Entries taken from a collection:
PR #3046, opened 2024-04-26
Change condition of PHC to reduce amount of produced logs 

RomanZavodskikh:
Logging every request produces too many log lines.
However, we can still keep the logs of stats updater https://github.com/zalando/skipper/blob/v0.21.65/routing/endpointregistry.go#L172 because their amount does not depend on requests count.

### DIFF
--- a/proxy/healthy_endpoints.go
+++ b/proxy/healthy_endpoints.go
@@ -22,7 +22,7 @@ func (h *healthyEndpoints) filterHealthyEndpoints(ctx *context, endpoints []rout
 	filtered := make([]routing.LBEndpoint, 0, len(endpoints))
 	for _, e := range endpoints {
 		dropProbability := e.Metrics.HealthCheckDropProbability()
-		if p < dropProbability {
+		if dropProbability > 0.05 && p < dropProbability {
 			ctx.Logger().Infof("Dropping endpoint %q due to passive health check: p=%0.2f, dropProbability=%0.2f",
 				e.Host, p, dropProbability)
 			metrics.IncCounter("passive-health-check.endpoints.dropped")


RomanZavodskikh:
:+1:

proxy/healthy_endpoints.go
```diff
@@ -23,8 +23,10 @@ func (h *healthyEndpoints) filterHealthyEndpoints(ctx *context, endpoints []rout
 	for _, e := range endpoints {
 		dropProbability := e.Metrics.HealthCheckDropProbability()
 		if p < dropProbability {
-			ctx.Logger().Infof("Dropping endpoint %q due to passive health check: p=%0.2f, dropProbability=%0.2f",
-				e.Host, p, dropProbability)
+			if dropProbability > 0.05 {
```
szuecs, line 26: Maybe it makes more sense to "enhance" the condition above!?
```
if dropProbability > 0.05 && p < dropProbability {
..
} else {
   filtered = append(filtered, e)
...
```

szuecs:
:+1:

RomanZavodskikh:
:+1:

proxy/healthy_endpoints.go
```diff
@@ -22,7 +22,7 @@ func (h *healthyEndpoints) filterHealthyEndpoints(ctx *context, endpoints []rout
 	filtered := make([]routing.LBEndpoint, 0, len(endpoints))
 	for _, e := range endpoints {
 		dropProbability := e.Metrics.HealthCheckDropProbability()
-		if p < dropProbability {
+		if dropProbability > 0.05 && p < dropProbability {
```
AlexanderYastrebov, line 25: Hm, this does not look right as it not only influences logging but a logic of dropping the endpoint.

We can enhance logging to log once a second/minute and also keep drop counter in the e.Metrics for logging but maybe we should just remove logs and rely on the `passive-health-check.endpoints.dropped`.

AlexanderYastrebov: And when probability goes up this will flood logs anyway.

AlexanderYastrebov: The min probability cutoff (if we want it) should be implemented in updateStats()

szuecs: As long as we have no metrics that are good enough we let the logs.
The idea was that we cut the min. There was a lot of logs that were way too close to 0 to make sense. If you have all endpoints having a low error rate you just cycle through all of them, likely something we also want to address.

■ **WHAT NEEDS TO BE DONE**
Please write out, exactly as they appear, the lines from the line containing "AlexanderYastrebov: And when" through the last line of the records above, both included.

■ **SOLUTION TO THIS TASK**
AlexanderYastrebov: And when probability goes up this will flood logs anyway.

AlexanderYastrebov: The min probability cutoff (if we want it) should be implemented in updateStats()

szuecs: As long as we have no metrics that are good enough we let the logs.
The idea was that we cut the min. There was a lot of logs that were way too close to 0 to make sense. If you have all endpoints having a low error rate you just cycle through all of them, likely something we also want to address.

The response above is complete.